Degradation of heterotrimeric Galpha(o) subunits via the proteosome pathway is induced by the hsp90-specific compound geldanamycin.

One mechanism utilized by cells to maintain signaling pathways is to regulate the levels of specific signal transduction proteins. The compound geldanamycin (GA) specifically interacts with heat shock protein 90 (hsp90) complexes and has been widely utilized to study the role of hsp90 in modulating the function of signaling proteins.

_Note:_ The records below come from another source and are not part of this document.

PR #134, opened 2026-05-13
Phase 4.3: Files-lost counter banner (#101)

mphacker:
## What

Surfaces the archive worker's `source_gone` counter (clips Tesla rotated out
of RecentClips before we could copy them) as a Settings banner so the user
knows when they're silently losing dashcam footage.

## Why

This counter is the truest "are we keeping up?" signal. If it grows steadily,
the device is falling behind and footage is being lost forever. Today the
counter exists internally but is never shown — users only find out months
later when they go looking for a specific clip and it's gone.

## Backend

- New `archive_queue.count_source_gone_recent(hours, db_path)` — cheap
  COUNT(*) over rows with `status='source_gone'` and `claimed_at` within
  the last N hours. Uses `CAST(strftime('%s', ...) AS INTEGER)` integer
  arithmetic per the project gotchas (julianday float math is forbidden
  for second-gap windows; that exact bug caused trip-merge fragmentation
  in PR #78). Returns 0 on any SQLite error so the health-card poll
  cannot 500.

- `system_health._archive_block` now calls the helper, surfaces `lost_24h`
  in the JSON payload, and bumps severity to `warn` with a user-facing
  message when `lost_24h > 0`. The lost-files branch sits **above**
  dead-letters in the severity ladder because lost footage is
  unrecoverable, while a dead-letter row still has the source on the
  SD card and can be retried.

## Settings UI

- New banner above the System Health card. Hidden by default; rendered
  by the existing JS poller when `archive.lost_24h > 0`. Loud red
  styling (alert-triangle icon, `--accent-error` border) with a
  "Details" link to the Failed Jobs page. Banner copy is pluralized
  correctly: "1 clip lost" vs "N clips lost".

- Touch-target compliant: link is 44×44 px minimum per the design
  system.

## Tests

- 7 new `count_source_gone_recent` tests: zero state, multiple rows,
  exclusion of non-source_gone, exclusion of old rows (with the wider
  window picking them up), zero-hours short-circuit, ISO-T timestamp
  format compatibility, DB-failure safety.

- 6 new `_archive_block` tests: warn surfacing with lost_24h,
  pluralization, lost-takes-precedence-over-dead-letters, zero means
  ok, count failure-safe path, disabled-block field shape.

- **1128 pass + 3 skipped** (was 1115 + 3; +13 regression tests).

## Files

- `scripts/web/services/archive_queue.py` (+62 LOC) — new helper
- `scripts/web/blueprints/system_health.py` (+15 LOC) — surface
  `lost_24h`, bump severity
- `scripts/web/templates/index.html` (+92 LOC) — banner + JS poller
  extension
- `tests/test_archive_queue.py` (+92 LOC) — `TestCountSourceGoneRecent`
- `tests/test_system_health_blueprint.py` (+105 LOC) — 6 new tests

Closes part of #101.

### DIFF
--- a/scripts/web/blueprints/system_health.py
+++ b/scripts/web/blueprints/system_health.py
@@ -181,12 +181,19 @@ def _archive_block() -> Dict[str, Any]:
             'enabled': False,
             'paused': False,
             'queue_depth': 0,
+            'lost_24h': 0,
         }
     try:
         from services import archive_queue, archive_watchdog, archive_worker
         watchdog = archive_watchdog.get_status() or {}
         worker = archive_worker.get_status() or {}
         counts = archive_queue.get_queue_status() or {}
+        # Phase 4.3: count files Tesla rotated out before we copied them
+        # in the last 24 h. Cheap indexed COUNT(*); safe on every poll.
+        try:
+            lost_24h = int(archive_queue.count_source_gone_recent(24) or 0)
+        except Exception:  # noqa: BLE001 — never let a counter kill the page
+            lost_24h = 0
     except Exception as e:  # noqa: BLE001
         return {
             'severity': SEV_UNKNOWN,
@@ -194,6 +201,7 @@ def _archive_block() -> Dict[str, Any]:
             'enabled': True,
             'paused': False,
             'queue_depth': 0,
+            'lost_24h': 0,
             '_error': str(e)[:120],
         }
 
@@ -215,6 +223,13 @@ def _archive_block() -> Dict[str, Any]:
     elif wd_sev == SEV_ERROR:
         sev = SEV_ERROR
         msg = (watchdog.get('message') or 'Watchdog error')[:80]
+    elif lost_24h > 0:
+        # Lost-files dominates dead-letters because lost footage is
+        # unrecoverable, whereas a dead-letter row still has the source
+        # data on the SD card and can be retried.
+        sev = SEV_WARN
+        msg = (f'{lost_24h} clip{"s" if lost_24h != 1 else ""} '
+               'lost in last 24h')
     elif dead > 0:
         sev = SEV_WARN
         msg = f'{dead} dead-letter row{"s" if dead != 1 else ""}'
@@ -240,6 +255,7 @@ def _archive_block() -> Dict[str, Any]:
         'paused': paused,
         'queue_depth': pending,
         'dead_letter_count': dead,
+        'lost_24h': lost_24h,
     }
 
 
--- a/scripts/web/services/archive_queue.py
+++ b/scripts/web/services/archive_queue.py
@@ -399,10 +399,22 @@ def count_source_gone_recent(hours: int = 24,
     set on the row (the worker always claims a row before stat'ing the
     source), and the source-gone determination happens within seconds
     of the claim. So ``claimed_at`` is the closest proxy for "when did
-    Tesla lose this clip from our perspective".
+    Tesla lose this clip from our perspective". The :func:`mark_source_gone`
+    precondition (``WHERE status='claimed'``) guarantees ``claimed_at``
+    is never NULL on a ``source_gone`` row, so the counter cannot
+    silently undercount because of an out-of-flow caller.
 
-    Cheap COUNT(*) — uses the existing index on ``status``. Safe to
-    call on every health-card poll (~30 ms typical).
+    Cheap COUNT(*) — uses the v11 partial index
+    ``archive_queue_source_gone_claimed`` (``ON archive_queue(claimed_at)
+    WHERE status = 'source_gone'``), which keeps the lookup O(log n)
+    even though the ``archive_queue`` table grows monotonically (no
+    retention today). On a v10 DB that hasn't been re-initialized yet
+    this falls back to a full table scan, which is still acceptable
+    because the table is bounded by row count rather than by free
+    disk space (a few thousand ``source_gone`` rows COUNT in well
+    under 100 ms even on the SD card). The ``hours <= 0`` guard plus
+    the silent-on-error contract make this safe to call on every
+    health-card poll.
 
     Returns 0 if the DB is missing, the table doesn't exist yet, or any
     SQLite error fires — never raises.
@@ -830,6 +842,18 @@ def mark_source_gone(row_id: int, *,
     rotated out by Tesla before we got to copy it. No retry, no
     dead-letter sidecar — this is normal behavior on RecentClips after
     ~60 minutes of no clean shutdown.
+
+    Precondition: the row MUST already be ``claimed`` (i.e., a worker
+    has called :func:`claim_next_for_worker` and the row has a
+    populated ``claimed_at``). The Phase 4.3 files-lost banner relies
+    on ``claimed_at`` as the timestamp filter for the 24-hour window;
+    a hypothetical out-of-flow caller that marks a fresh ``pending``
+    row as ``source_gone`` would silently undercount because that row
+    has ``claimed_at IS NULL``. Enforcing the precondition in the
+    UPDATE's ``WHERE`` clause guarantees we never produce an
+    unattributable row. Returns ``False`` (rowcount == 0) if the row
+    is not in ``claimed`` state, which is also what the worker
+    expects when another worker has already terminated the row.
     """
     if not row_id:
         return False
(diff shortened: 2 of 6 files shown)


mphacker (commented):
## PR Review — #134

**Decision:** 💬 Comment

**Summary:** 0 critical, 0 warnings, 2 info findings across 3 source files (tests excluded).

**Phases executed:** Code quality & Flask patterns, Path traversal (none — no user paths), Subprocess security (N/A), Resource efficiency, Power-loss safety (N/A — read-only), Image gating, Template / UI compliance, Security review (changed-mode).

The PR is well-scoped, well-tested (44/44 new tests pass locally), and faithfully implements the documented contract:

- ✅ `count_source_gone_recent` correctly uses `CAST(strftime('%s', x) AS INTEGER)` integer-second arithmetic — avoids the julianday-float pitfall called out in `copilot-instructions.md`.
- ✅ Parameterized SQL (no injection surface).
- ✅ `try/finally` around the connection (matches the module's "do NOT use `with conn:` on autocommit" contract).
- ✅ Failure-safe — every error path returns `0`, so the health-card poll cannot 500 the dashboard. Verified by the dedicated `test_returns_zero_on_db_failure` and `test_archive_block_count_source_gone_failure_safe`.
- ✅ `_archive_block` keeps the new `lost_24h` field on every return path, including the disabled and exception branches — JS consumers don't have to special-case missing keys (covered by `test_archive_block_disabled_includes_lost_24h_field`).
- ✅ Severity ladder ordering is sound: not-running → ERROR, watchdog ERROR → ERROR, **lost_24h > 0 → WARN (above dead-letters)**, dead-letter → WARN, paused → WARN, watchdog WARN → WARN, large pending → WARN, else OK. Lost-takes-precedence is verified by `test_archive_block_files_lost_takes_precedence_over_dead_letters`.
- ✅ Banner UX is correct: hidden by default; rendered only when `archive.lost_24h > 0`; uses `textContent` (not `innerHTML`) so the integer count cannot inject HTML; pluralized correctly; 44×44 px touch target on the "Details" link; `aria-hidden="true"` on the SVG; `<strong>` for the title (semantic). The link `href` is set from `data-jobs-url` (Jinja `url_for`) — no user-controllable URL.
- ✅ The Failed Jobs page is intentionally not image-gated, so the banner's "Details" link works even when `usb_cam.img` is missing (and the banner stays hidden in that case anyway because `lost_24h` will be 0).
- ✅ No `__GADGET_DIR__` / `__MNT_DIR__` / `__TARGET_USER__` placeholder concerns — none of the changed files are template sources.
- ✅ Pi-resource footprint is fine: one extra cheap `COUNT(*)` per 15 s health-card poll, bounded ~30 ms.

### Findings

| 1 | 🔵 | L404 | Performance / Docs | Docstring states "Cheap COUNT(\*) — uses the existing index on ``status``." This is inaccurate. The only existing index on the table is `archive_queue_ready ON archive_queue(status, priority, expected_mtime) WHERE status = 'pending'` (`scripts/web/services/mapping_migrations.py` L211–213) — a **partial** index that covers only `status='pending'`. A query for `status='source_gone'` cannot use it and will do a full table scan. The `archive_queue` table has no row-pruning logic anywhere in the codebase (`get_last_copied_at`, `mark_copied`, `mark_source_gone`, `mark_dead_letter` all leave terminal rows in place forever), so over months of operation the table grows monotonically. The scan is currently fast (sub-ms on a fresh device, still ms-range at 100k rows) so **functionally fine for now**, but the docstring claim is wrong and the table size will grow unbounded. Two acceptable fixes: (a) correct the docstring to describe the actual cost ("Full scan over the table — fast in practice because terminal rows accumulate slowly; revisit if the queue ever grows past ~100 k rows"), or (b) add a covering partial index `CREATE INDEX archive_queue_source_gone ON archive_queue(claimed_at) WHERE status = 'source_gone'` in a new migration so the COUNT(\*) is genuinely O(log N). Option (a) is the smaller change and matches existing patterns in `get_queue_status` (which also does a non-indexed `GROUP BY status`). |
| 2 | 🔵 | L427 | Defense in depth | The query relies on `claimed_at IS NOT NULL` to derive "when the clip was lost". This is correct under the documented worker flow (always `claim_next_for_worker` → ... → `mark_source_gone`, and `claim_next_for_worker` stamps `claimed_at`). However, `mark_source_gone` itself (`scripts/web/services/archive_queue.py` L825–849) imposes no precondition on row state — a future caller (test code, manual triage script, REPL) could call `mark_source_gone(row_id)` on a fresh `pending` row whose `claimed_at` is `NULL`, and that source-gone event would silently never appear in the banner count. Two low-effort hardening options: (a) tighten `mark_source_gone` to `WHERE id = ? AND status = 'claimed'` so out-of-flow callers can't bypass the bookkeeping, or (b) stamp `claimed_at = COALESCE(claimed_at, ?)` inside `mark_source_gone` with the current ISO-now timestamp so the query never undercounts. Either is fine; option (b) is the more banner-correct one because it captures the true "loss" timestamp even for the paranoid edge case. This is a latent concern about hypothetical misuse, not a current bug. |

### Action Items

1. **Critical** — _none_.
2. **Warnings** — _none_.
3. **Info** — both expected to address in this PR (per the project's zero-code-smells policy):
   - **Finding #1**: pick option (a) — amend the docstring at `scripts/web/services/archive_queue.py` L404 to describe the actual scan cost instead of claiming index coverage. (Option (b) — add a partial index — is a fine alternative if you'd rather pay the migration cost now.)
   - **Finding #2**: tighten `mark_source_gone` to make the source-gone bookkeeping resilient to out-of-flow callers (option (a) or (b) above).

If either info item is intentionally deferred, please file a follow-up GitHub issue and link it here.

mphacker:
## Review fixes shipped — commit `a120897`

Both info findings addressed:

### Finding #1 — Index/docstring mismatch ✓

The docstring claimed "uses the existing index on status," but the only `archive_queue` index (`archive_queue_ready`) is partial `WHERE status='pending'`, so the new `status='source_gone'` query was a full table scan. With production already at 2,482+ `source_gone` rows (and `archive_queue` growing monotonically), this would degrade at the 15-second poll cadence.

**Fix**: Bumped schema to v11 and added partial index:

```sql
CREATE INDEX IF NOT EXISTS archive_queue_source_gone_claimed
    ON archive_queue(claimed_at)
    WHERE status = 'source_gone';
```

The `CREATE INDEX IF NOT EXISTS` lives in `_SCHEMA_SQL` (executescript runs on version mismatch); no data migration needed. Updated `count_source_gone_recent` docstring to describe the actual index.

**Verified on Pi (10.0.0.224)**:

```
schema_version = 11
EXPLAIN QUERY PLAN:
  SEARCH archive_queue USING COVERING INDEX archive_queue_source_gone_claimed (claimed_at>?)

 24h:  2482 rows,  20.85 ms
168h:  2976 rows,  16.36 ms
720h:  2976 rows,  16.34 ms

Total source_gone rows in table: 2976
```

### Finding #2 — `mark_source_gone` precondition gap ✓

`mark_source_gone` had no status precondition. An out-of-flow caller (or race with `release_claim`) could mark a fresh `pending` row source_gone with `claimed_at IS NULL`, which would silently undercount the 24-hour banner because the query filters on `claimed_at IS NOT NULL`.

**Fix**: Tightened the UPDATE WHERE clause to `AND status = 'claimed'`. This guarantees `claimed_at` is set (`claim_next_for_worker` writes it before any `source_gone` path can run). Updated docstring to document the precondition.

```python
UPDATE archive_queue
   SET status = 'source_gone',
       last_error = NULL
 WHERE id = ?
   AND status = 'claimed'
```

### Tests

- `test_refuses_to_mark_pending_row` — pending row stays pending.
- `test_refuses_to_mark_already_copied_row` — copied row stays copied.
- `test_refuses_to_mark_dead_letter_row` — dead-letter row stays dead.
- `test_marks_claimed_row` (existing) still passes — claims first.
- **1131 pass + 3 skipped** (was 1128; +3 new tests).

### Deploy verified on Pi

In this study, we used GA to demonstrate that levels of heterotrimeric Galpha subunits can be regulated through interactions with hsp90. In a dose-dependent manner, GA significantly reduced the steady state levels of endogenous Galpha(o) expression in two cell lines (PC12 and GH3) and had a similar effect on Galpha(o) transiently expressed in COS cells. Galpha(o) synthesis and degradation was studied in PC12 cells and in transiently transfected COS cells. (35)S labeling followed by immunoprecipitation demonstrated no effect of GA on the rate of Galpha(o) synthesis, but GA accelerated degradation of Galpha(o) in both PC12 cells and COS cells. The use of inhibitors, including lactacystin (a proteosome-specific inhibitor), suggests that Galpha(o) is predominantly degraded through the proteosome pathway. In vitro translated (35)S-labeled Galpha(o) could be detected in hsp90 immunoprecipitates, and this interaction did not require N-terminal myristoylation. Taken together, these results suggest that heterotrimeric Galpha(o) subunits are protected from degradation by interaction with hsp90 and that the interaction of Galpha subunits with heat shock proteins may be a general mechanism for regulating Galpha levels in the cell.